● EXERCISE DIRECTIONS: Which lines of the data below include the string "layout"? Return each of them.

● INPUT DATA:
PR #577, opened 2022-10-24
Improve some configuration things

LukasKalbertodt:
See commits. Mostly internal improvements. As you can see from the test deployment and the unchanged `.deployment` config, this is backwards compatible.

### DIFF
--- a/backend/src/cmd/check.rs
+++ b/backend/src/cmd/check.rs
@@ -97,11 +97,12 @@ fn print_outcome<T>(any_errors: &mut bool, label: &str, result: &Result<T>) {
 async fn check_referenced_files(config: &Config) -> Result<()> {
     // TODO: log file & unix socket?
 
-    let files = [
+    let mut files = vec![
         &config.theme.favicon,
         &config.auth.jwt.secret_key,
         &config.theme.logo.large.path,
-    ].into_iter().chain(config.theme.logo.small.as_ref().map(|l| &l.path));
+    ];
+    files.extend(config.theme.logo.small.as_ref().map(|l| &l.path));
 
     for path in files {
         debug!("Trying to open '{}' for reading...", path.display());
--- a/backend/src/cmd/check.rs
+++ b/backend/src/cmd/check.rs
@@ -98,11 +98,10 @@ async fn check_referenced_files(config: &Config) -> Result<()> {
     // TODO: log file & unix socket?
 
     let files = [
-        &config.theme.logo.large.path,
-        &config.theme.logo.small.path,
         &config.theme.favicon,
         &config.auth.jwt.secret_key,
-    ];
+        &config.theme.logo.large.path,
+    ].into_iter().chain(config.theme.logo.small.as_ref().map(|l| &l.path));
 
     for path in files {
         debug!("Trying to open '{}' for reading...", path.display());
--- a/backend/src/config/general.rs
+++ b/backend/src/config/general.rs
@@ -1,7 +1,5 @@
 use std::collections::HashMap;
 
-use once_cell::sync::Lazy;
-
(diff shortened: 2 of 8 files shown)


docs/docs/setup/config.toml
```diff
@@ -410,35 +410,23 @@
 
 
 [theme.logo]
-# The normal, usually wide logo that is shown on desktop screens.
-[theme.logo.large]
-# Path to the image file.
+# The normal, usually wide logo that is shown on desktop screens. Value is
```
JulianKniephoff, line 413:
```suggestion
# The normal, usually wide logo that is shown on desktop screens. The value is
```

docs/docs/setup/config.toml
```diff
@@ -410,35 +410,23 @@
...
 #
-# Required! This value must be specified.
-#resolution =
-
-
-# A smaller logo (usually close to square) used for small screens, mostly
-# on mobile phones.
-[theme.logo.small]
-# Path to the image file.
+# The resolution is only an aspect ratio. It is used to avoid layout
```
JulianKniephoff, line 418: Reading this makes me wonder: Why isn't it called aspect ratio then? :thinking:

docs/docs/setup/config.toml
```diff
@@ -410,35 +410,23 @@
...
-# Resolution of the image. This is used to avoid layout shifts and to
-# calculate the correct logo margins. The exact numbers don't matter,
-# only the ratio between them does.
-#
-# Required! This value must be specified.
-#resolution =
+# A smaller logo (usually close to square) used for small screens, mostly
+# on mobile phones. Also a map like the large logo. This is optional, we
+# highly recommend that you configure a separate logo for small screens.
+# Otherwise the large logo is used for any screen size.
```
JulianKniephoff, line 428:
```suggestion
# Otherwise the large logo is used for every screen size.
```

or

```suggestion
# Otherwise the large logo is used for all screen sizes.
```

backend/src/config/general.rs
```diff
@@ -120,7 +104,7 @@ macro_rules! make_fixed_string_deserializer {
             {
                 use serde::de::{Deserialize, Error};
 
-                match <&str>::deserialize(deserializer)? {
+                match String::deserialize(deserializer)?.as_str() {
```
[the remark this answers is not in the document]
LukasKalbertodt: I don't remember all the details, but basically: by now having a default value via `default = ["about", "graphiql"]`, this thing might also be deserialized from... a `&str` I think. Which ironically leads to us being unable to create a `&str` from it. In serde's data model, there are also owned and borrowed strings. And `&str` cannot be deserialized from `String`.

backend/src/cmd/check.rs
```diff
@@ -98,11 +98,10 @@ async fn check_referenced_files(config: &Config) -> Result<()> {
     // TODO: log file & unix socket?
 
     let files = [
-        &config.theme.logo.large.path,
-        &config.theme.logo.small.path,
         &config.theme.favicon,
         &config.auth.jwt.secret_key,
-    ];
+        &config.theme.logo.large.path,
+    ].into_iter().chain(config.theme.logo.small.as_ref().map(|l| &l.path));
```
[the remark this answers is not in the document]
LukasKalbertodt:
```rust
    let mut files = vec![
        &config.theme.favicon,
        &config.auth.jwt.secret_key,
        &config.theme.logo.large.path,
    ];
    files.extend(config.theme.logo.small.as_ref().map(|l| &l.path));
```

Is that better?

docs/docs/setup/config.toml
JulianKniephoff: fair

● THE ANSWER:
+# The resolution is only an aspect ratio. It is used to avoid layout
-# Resolution of the image. This is used to avoid layout shifts and to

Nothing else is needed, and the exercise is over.